Still, surrounding yourself with objects that, at best, hurt your feelings and generally demean your existence seems to run counter to other trends in American life. Over the past few years, calls for the removal of Confederate flags, statues and memorials in public spaces — many of which were erected during the Jim Crow era— have grown louder, leading to the removal, since 2015, of more than 50 of these monument, taken down by municipalities and put in storage. However, according to the [Southern Poverty Law Center,] https://www.splcenter.org/20180604/whose-heritage-public-symbols-confederacy) hundreds more remain. Still, those 50 or so are a start, as these emblems of slavery and oppression serve as a painful and daily reminder of when the law openly favored whites over blacks. When Barack Obama was president, he said on numerous occasions that Confederate flags and statues belong not in public spaces but “in a museum,” where they can be studied as historical artifacts. The problem of what to do with some of these artifacts is probably one of the reasons that more haven’t been removed. Those clamoring for their removal just want them gone from sight.
Pilgrim noted that one city offered him two monuments, but he had no place to put them and didn’t really want them anyway. He stated that famous African-American collectors of Jim Crow era objects have received outsized attention, but the majority of buyers are white, and their reasons for purchasing these types of objects are varied; Some did it because they want to demonstrate that they are not racist, some because they are racist and identify with the sentiments (“a lot of the newer reproductions are actually much harsher in their messages than the old ones”), and some because signs and product images from the past strike them as cool and retro, very ironic. The manufacturers of reproduction racism are feeding all these audiences.

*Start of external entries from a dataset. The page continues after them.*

PR #167, opened 2016-01-12
Add support for getting timestamp field out of nested structures

mcehlert:
Hi,
with this PR support for timestamp fields in nested JSON structures is added.
This affects JsonMessageParser and DateMessageParser.

### DIFF
--- a/src/main/java/com/pinterest/secor/parser/DateMessageParser.java
+++ b/src/main/java/com/pinterest/secor/parser/DateMessageParser.java
@@ -52,7 +52,7 @@ public class DateMessageParser extends MessageParser {
         String result[] = { defaultDate };
 
         if (jsonObject != null) {
-            Object fieldValue = jsonObject.get(mConfig.getMessageTimestampName());
+            Object fieldValue = getJsonFieldValue(jsonObject);
             Object inputPattern = mConfig.getMessageTimestampInputPattern();
             if (fieldValue != null && inputPattern != null) {
                 try {
--- a/src/main/java/com/pinterest/secor/parser/MessageParser.java
+++ b/src/main/java/com/pinterest/secor/parser/MessageParser.java
@@ -19,6 +19,11 @@ package com.pinterest.secor.parser;
 import com.pinterest.secor.common.SecorConfig;
 import com.pinterest.secor.message.Message;
 import com.pinterest.secor.message.ParsedMessage;
+import org.slf4j.Logger;
+import org.slf4j.LoggerFactory;
+import net.minidev.json.JSONObject;
+import net.minidev.json.JSONValue;
+import java.util.regex.Pattern;
 
 // TODO(pawel): should we offer a multi-message parser capable of parsing multiple types of
 // messages?  E.g., it could be implemented as a composite trying out different parsers and using
@@ -31,9 +36,15 @@ import com.pinterest.secor.message.ParsedMessage;
  */
 public abstract class MessageParser {
     protected SecorConfig mConfig;
+    protected String[] mNestedFields;
+    private static final Logger LOG = LoggerFactory.getLogger(MessageParser.class);
 
     public MessageParser(SecorConfig config) {
         mConfig = config;
+        if (mConfig.getMessageTimestampName() != null && mConfig.getMessageTimestampNameSeparator() != null) {
+            String separatorPattern = Pattern.quote(mConfig.getMessageTimestampNameSeparator());
+            mNestedFields = mConfig.getMessageTimestampName().split(separatorPattern);
+        }
     }
 
     public ParsedMessage parse(Message message) throws Exception {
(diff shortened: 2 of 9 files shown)


jgagnon1:
Simple question; is there any reason why NOT to always use . (dot) as separator ? I feel like this is kind of useless to leave the choice to the user to decide the separator for the configuration.

src/main/java/com/pinterest/secor/parser/DateMessageParser.java
```diff
@@ -52,7 +52,27 @@ public DateMessageParser(SecorConfig config) {
         String result[] = { defaultDate };
 
         if (jsonObject != null) {
-            Object fieldValue = jsonObject.get(mConfig.getMessageTimestampName());
+        	String messageTimestampName = mConfig.getMessageTimestampName();
+        	String messageTimestampSeparator = mConfig.getMessageTimestampNameSeparator();
+        	Object fieldValue = null;
+        	
+        	if (messageTimestampSeparator != null) {
+	        	String[] fields = messageTimestampName.split(messageTimestampSeparator);
```
jgagnon1: We use space for indentation (not tabs as in here)

mcehlert:
The reason for handling the separator was to also allow for non-nested keys that include . (dot).
{"foo.timestamp": "1405911096123", "bar.data":"test"}
Granted that's not a use case we have, but others might.

src/main/java/com/pinterest/secor/parser/DateMessageParser.java
```diff
@@ -52,7 +52,27 @@ public DateMessageParser(SecorConfig config) {
         String result[] = { defaultDate };
 
         if (jsonObject != null) {
-            Object fieldValue = jsonObject.get(mConfig.getMessageTimestampName());
+            String messageTimestampName = mConfig.getMessageTimestampName();
```
HenryCaiHaiying: This code is exactly the same as the one in JsonMessageParser, can they be consolidated in one place?  e.g. in MessageParser.java?

src/main/java/com/pinterest/secor/parser/DateMessageParser.java
```diff
@@ -52,7 +52,27 @@ public DateMessageParser(SecorConfig config) {
...
+            String messageTimestampSeparator = mConfig.getMessageTimestampNameSeparator();
+            Object fieldValue = null;
+
+            if (messageTimestampSeparator != null) {
+                String[] fields = messageTimestampName.split(messageTimestampSeparator);
+                Object finalValue = null;
+
+                for (int i=0; i < fields.length; i++) {
+                    if (!jsonObject.containsKey(fields[i])) { break; }
```
HenryCaiHaiying: You might want to log a warning in this case.

HenryCaiHaiying:
After you make the changes to the file, also make sure to use 'git squash' to squash them into one commit.

mcehlert:
Just added a fix: String.split() expects a regex, so the separator needed to be escaped via Pattern.quote().
Anything else I should do here?

src/main/java/com/pinterest/secor/parser/MessageParser.java
```diff
@@ -44,4 +50,30 @@ public ParsedMessage parse(Message message) throws Exception {
     }
 
     public abstract String[] extractPartitions(Message payload) throws Exception;
+    
+    public Object getJsonFieldValue(JSONObject jsonObject) {
+        Object fieldValue = null;
+        String messageTimestampName = mConfig.getMessageTimestampName();
+        String messageTimestampSeparator = mConfig.getMessageTimestampNameSeparator();
+        if (messageTimestampSeparator != null) {
+            String[] fields = messageTimestampName.split(Pattern.quote(messageTimestampSeparator));
```
HenryCaiHaiying: Since you need to create a pattern object, this is probably better done in the constructor/initializer of the MessageParser, rather than inside of loop of message parsing.

HenryCaiHaiying:
Looks fine, one small comment on when to initializing a few private variables.

mcehlert:
Splitting of the timestamp field has been moved to the constructor of MessageParser with the implication, that the properties "timestamp.name" and "timestamp.name.separator" need to be accessed even if MessageOffsetParser is used. Exception handling also added to the initializer.

HenryCaiHaiying:
The exception handling in the constructor is questionable, I think it's probably better to have it fail (throw up that RuntimeException) if the configuration is not right rather than try to continue.  People usually don't notice a warning message up in the beginning of the log.

Also github says: 'This branch has conflicts that must be resolved', can you take a look?

mcehlert:
If the exception is not handled, then
1) the test testCreateMessageParser in ReflectionUnitTest.java will fail because the empty mSecorConfig object does not contain the timestamp and separator fields which are then required during instantiation of every MessageParser subclass (here: OffsetMessageParser). This could be solved by adding empty fields to the test mSecorConfig object.
2) when using secor with MessageOffsetParser, an exception would be thrown if the config fields "timestamp.name" and "timestamp.name.separator" are not present (i.e. commented out) in the config. The point of MessageOffsetParser is to not read any timestamp fields inside the message, so it feels a bit off, that these options need to be present (even if not set to an actual value), I would think.
Any ideas for an elegant solution for this?

HenryCaiHaiying:
For 1) test can always be enhanced for the latest code behavior, adding empty fields in the test is fine with me;
For 2) The two new fields are present in the default properties file with empty value, so it should not get exception on that constructor.  If people comment out those two properties, they should be notified about the problem upfront and figure out a way to deal with it (either by adding those two properties or catch the exception from the constructor), I don't like the configuration issue/conflict lost in a big log file.

mcehlert:
Adjusted the test, removed exception handling and resolved merge conflict.

HenryCaiHaiying:
Looks good, thanks for the patience on going through several iterations.

PR #168, opened 2016-01-21
Change the url to access to qubole from http to https, looks like qub…

HenryCaiHaiying:
…ole now requires https access now.

Fix the error handling on response object to get better error report when the response is not a map.


pgarbacki:
r+

PR #170, opened 2016-01-26
Track daily and hourly stats separately

HenryCaiHaiying:
Currently both daily and hourly stats are published to the same TSD metric (topic=XXX, partition=XXX}, add the third dimension (consumer_group) to differentiate the two pipelines.


pgarbacki:
r+

PR #171, opened 2016-01-28
Fix a regresion on JsonMessageParser where the timestamp separator is…

HenryCaiHaiying:
… checked against null, not empty string

This was a recent checkin by open source community, looks like the check is not complete (only checked against null, not empty string), this caused the timestamp field cannot be retrieved.


pgarbacki:
r+

PR #172, opened 2016-02-01
Tighten the check on missing timestamp field for json message

HenryCaiHaiying:
We had a regresion last week when someone made a checkin which didn't extract the correct timestamp field which makes the json message passing through with timestamp information extracted correctly.

Tighten the check to make sure the timestamp field is always required for json messages.

Make this check dependdent on config property: message.timestamp.required, just in case some installations had broken messages but they don't want to change the behavior.


pgarbacki:
r+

One might wish that we could throw away large chunks of American history, and, in fact, many Southerners did discard those old signs and KKK robes and posters, but others scavenged the junkyards for them, bringing them to market. Capitalism so often seems to destroy the past, but also acts to preserve it. As much as we may try, we cannot edit American history and the objects created during the more painful moments of that history; instead, we can try to put them in context.